Quando il filtro si rompe
Di solito, abbiamo un sistema di sicurezza che impedisce a queste intuizioni magiche di prendere il sopravvento: la corteccia prefrontale. È la parte razionale, quella che dovrebbe dire: “Giuliana, è solo sale, il cloruro di sodio non influenza il mercato del lavoro”. Ma studi di neuroimaging mostrano che sotto stress prolungato, o in persone con tratti di personalità schizotipica, la connessione tra la parte emotiva e quella razionale si indebolisce.
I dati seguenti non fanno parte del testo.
PR #153, opened 2018-11-10
Make sure the benchmarks run on all OSes

### LINKED ISSUE #102: Make sure all benchmarks runs on non-Windows OSes too
Follow up of https://github.com/dotnet/performance/pull/100#issuecomment-410770218

After I am done with the port I will run all of the Benchmarks on MacOS and Ubuntu and fix the issues if there are any.

/cc @jorive

adamsitnik:
I tried to run all the benchmarks we have on MacOS and Ubuntu for 2.1 vs 2.2.

On Ubuntu it failed with too many files opened exception for the Console tests. This is why I have changed the benchmark to also dispose the stream. Previously I was hoping that single iteration will create not so many finalizable streams  and GC.Collect x2 with WaitForPendingFinalizers that we do in BDN after every iteration will clean them up. I was wrong ;)

The other fix is trivial: don't hardcode Windows path separator in the code. use `Path.Combine`.

Fixes #102

### DIFF
--- a/src/benchmarks/micro/corefx/System.Console/Perf.Console.cs
+++ b/src/benchmarks/micro/corefx/System.Console/Perf.Console.cs
@@ -4,6 +4,7 @@
 
 using System.IO;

Il “veto” della ragione non arriva.
È interessante notare come i rituali di Giuliana abbiano una geometria precisa. Bussare sul legno, gettare il sale: sono tutti movimenti che vanno via dal corpo. Gli psicologi cognitivi hanno scoperto che queste azioni fisiche di allontanamento riducono davvero la vividezza delle immagini mentali negative. È come se Giuliana stesse fisicamente spingendo via la simulazione del disastro. Non è solo teatro; è un tentativo disperato di hacking del proprio sistema nervoso. Tuttavia, questo sollievo ha un prezzo salato. Ogni volta che Giuliana esegue il rituale e la catastrofe non avviene, il suo cervello impara la lezione sbagliata: “Vedi? Ha funzionato perché hai gettato il sale”. Si chiama rinforzo negativo. Più lo fa, più si convince che sia necessario. È una trappola perfetta. L’illusione di controllo diventa una prigione.
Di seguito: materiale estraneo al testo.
PR #155, opened 2018-11-16
Add Arcade SDK files

adiaaida:
This change adds the arcade sdk files (the eng directory). It does not yet set up the performance repo to use arcade for building. This is the first step in moving the performance repo jobs from Jenkins to Azure DevOps.


NuGet.config
```diff
@@ -0,0 +1,9 @@
+<?xml version="1.0" encoding="utf-8"?>
+<configuration>
+  <packageSources>
+    <clear />
+    <add key="arcade" value="https://dotnetfeed.blob.core.windows.net/dotnet-tools-internal/index.json" />
+    <add key="dotnet-core" value="https://dotnetfeed.blob.core.windows.net/dotnet-core/index.json" />
+    <add key="nuget.org" value="https://api.nuget.org/v3/index.json" />
+  </packageSources>
```
adamsitnik: the micro-benchmarks project uses latest bits from BenchmarkDotNet CI feed. I am not sure how Arcade works, but in case you can't restore the packages you gonna need to add this CI feed here as well

https://github.com/dotnet/performance/blob/0a033c272b3f5099c3588ed0b5156f3c9bcbbd80/src/benchmarks/micro/NuGet.Config#L11

adamsitnik:
BTW I am really happy to see progress on getting the perf repo work with our CI infrastructure!

adiaaida:
@adamsitnik @maririos @DrewScoggins PTAL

Uscire dal labirinto magico
Come si aiuta qualcuno che crede che i propri pensieri possano uccidere? Non con la logica bruta. Dire a Giuliana “non è vero” serve a poco, perché la sua esperienza emotiva le dice che è vero. La scienza clinica oggi suggerisce un approccio più sofisticato, quasi diplomatico. Si inizia con la tecnologia “SlowMo”. Il pensiero paranoide è veloce, automatico, viscerale. La terapia insegna a rallentare. A visualizzare quei pensieri come notifiche pop-up su un computer: puoi vederle senza cliccarci sopra. Poi, c’è la parte più difficile: l’esposizione. Giuliana deve imparare a tollerare il rischio. Deve versare il sale e… non fare nulla. Deve sedersi con quella paura, guardarla in faccia e scoprire che il mondo non crolla. Deve riscrivere il codice del suo cervello, trasformando l’errore di predizione (“succederà qualcosa di terribile”) in una nuova evidenza (“non è successo niente”). Il confine tra una credenza culturale innocua e la patologia è sottile. Se Giuliana crede che il 17 porti sfortuna ma prende l’aereo lo stesso, è folclore. Se perde occasioni di vita, si isola e vive nel terrore, è una gabbia clinica che richiede le chiavi della psicoterapia. Riflettendo sul caso di Giuliana, è difficile non vedere un riflesso di noi stessi. In un mondo sempre più complesso e imprevedibile, la tentazione di cercare schemi nascosti, di trovare un “senso” anche dove c’è solo caso, è potente. Forse la guarigione non sta nell’eliminare ogni traccia di pensiero magico sarebbe disumano ma nel non permettere alla paura di decidere quale strada prendere al mattino.